Table 5. Comparison of the results with the literature.

When evaluating the insights provided by the literature, it remains unclear whether the algorithms’ impressive performance translates into effective class distinction. We can take our study as an example, although the SVM and Ridge classifier algorithms exhibit strong predictive capabilities for sentiment analysis on tweets, a closer examination of the AUC value reveals their inability to effectively differentiate between the classes within the dataset.

This work shows that it is possible to classify sentences from Twitter according to the associated sentiment, doing so in sentences where there are many grammatical gaps, the vocabulary is not homogeneous and often there are both spelling and grammatical errors. According to the authors, utilizing raw data comprising colloquially written phrases that closely reflect real-life experiences enhances the classifier’s performance and adds greater significance to the results. This approach is seen as more valuable compared to models trained on transformed phrases without spelling or grammatical errors, and homogeneous, failing to capture the authentic social media reality.

6 Conclusion

Depression is a highly common illness in our society, characterized by feelings of sadness, lack of interest, and potential psychological and physical harm. Individuals with depression tend to engage more with social media compared to those without the condition. Detecting the underlying emotions expressed in social media posts could aid in identifying and monitoring individuals who require mental health support, ultimately enhancing their well-being.

Throughout this work, a predictive model capable of predicting whether a given Twitter phrase has a negative, neutral, or positive sentiment was developed. The best DL model was the Hybrid combination (CNN + LSTM) with Word2Vec achieving a low accuracy value (52.05%). Overall, the best model created was the ML classifier Extra Trees combined with TF-IDF achieving 84.83% of accuracy. Therefore, it concludes that Extra Trees Classifier with TF-IDF is the best combination to predict a possible depressive feeling associated with a sentence.

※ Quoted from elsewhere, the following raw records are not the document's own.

PR #383, opened 2020-04-14
Adds nonce to PayIDClient::postInvoice

tedkalaw:
This PR updates `PayIDClient::postInvoice` to take a `nonce`. A nonce is required to generate an invoice: 
https://github.com/xpring-eng/payid/blob/8cdbfb3d5e846430b5f9b7582cbc57297fa93281/src/middlewares/invoices.ts#L31

Note that, just like in `getInvoice`, the nonce **is a query param**; that is, we're trying to hit `xpring.money/tedkalaw?nonce=123456`. This required me to update `pay-id-api-spec/pay-id.v1.yml` to include a new `query` param. As such, I looked at what Keefer did before for `getInvoice` and sorta copypastad.

I then had to update the tests. Since `xpring-js` is well tested, updating the mock to make sure it is hit with a `query` param was all I needed to do to verify that things were working. The integration test also continues to work.

Note that this is a breaking change - this changes the interface of `postInvoice`. Not sure how this works for versions.

### Context of Change
The PayID server expects a `nonce` parameter; because the SDK doesn't send it, we have to make changes to `master` on `payid` to to use the SDK.

### Type of Change

- [X] Breaking change (fix or feature that would cause existing functionality to not work as expected)
- [ ] Documentation Updates
- [ ] Release

## Before / After
`PayIDClient::postInvoice` requires a `nonce`

## Test Plan
`npm run test`
Everything should pass


tedkalaw:
added @hbergren + @dino-rodriguez since they have context PayID side and to double check i'm actually doing the right thing :)

pay-id-api-spec/pay-id.v1.yml
```diff
@@ -99,6 +99,15 @@ paths:
             schema:
               $ref: '#/components/schemas/SignatureWrapper_Compliance'
       operationId: post-path-invoice
+      parameters:
+        - schema:
+            # Typed as a string to get around swagger-codegen issues.
+            # TODO(keefertaylor): Fix after https://github.com/swagger-api/swagger-codegen/issues/10105 is resolved
+            type: string
```
hbergren, line 106: If you want to be really specific, you could add `format: uuid` to this payload.

test/PayID/pay-id-client-test.ts
```diff
@@ -7,7 +7,7 @@ import XRPLNetwork from '../../src/Common/xrpl-network'
 import SignatureWrapperInvoice from '../../src/PayID/Generated/model/SignatureWrapperInvoice'
 import ComplianceType from '../../src/PayID/compliance-type'
 
-// Parameters for getInvoice
+// Nonce for getInvoice and postInvoice
 const nonce = '123456'
```
hbergren, line 11: We should probably update this to be a UUIDv4

test/PayID/xrp-pay-id-integration-test.ts
```diff
@@ -88,6 +88,7 @@ describe('PayID Integration Tests', function(): void {
     // WHEN the Pay ID receipt endpoint is hit
     const invoice = await payIDClient.postInvoice(
       payID,
+      '123456',
```
hbergren, line 91: UUIDv4?

test/PayID/pay-id-client-test.ts
```diff
@@ -304,11 +304,13 @@ describe('Pay ID Client', function(): void {
 
     nock('https://xpring.money')
       .post(`/georgewashington/invoice`)
+      .query({ nonce })
```
keefertaylor, line 307: Oh this is awesome. I've been just hardcoding these into URLs

tedkalaw:
@hbergren - i added https://app.asana.com/0/1145620725368172/1172270951438721 to track switching stuff to UUIDv4 but i'm going to be paranoid here and wait to do that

Nevertheless, this work has several limitations. The dataset size is limited which can make it very difficult to create a model with the ability to generalize to external examples. Furthermore, future research will be needed to see if the model can maintain this performance on external data. Also, our validation of sentences will always have a bias associated with what may be the interpretation of reviewers, and which may not correspond to the real feeling behind the sentence. The use of Large Language Models (LLMs) can automate and improve the data labelling process leading to potentially better classifier performance.

On Future work, we will try to figure out how to generalize the model created to external data. The augmentation technique used can lead to a potential bias where despite considerably increasing the volume of data, we still have a low variance, which can affect the model’s performance. To solve this, multiple different augmentation techniques and classifiers can also be analyzed to improve the results.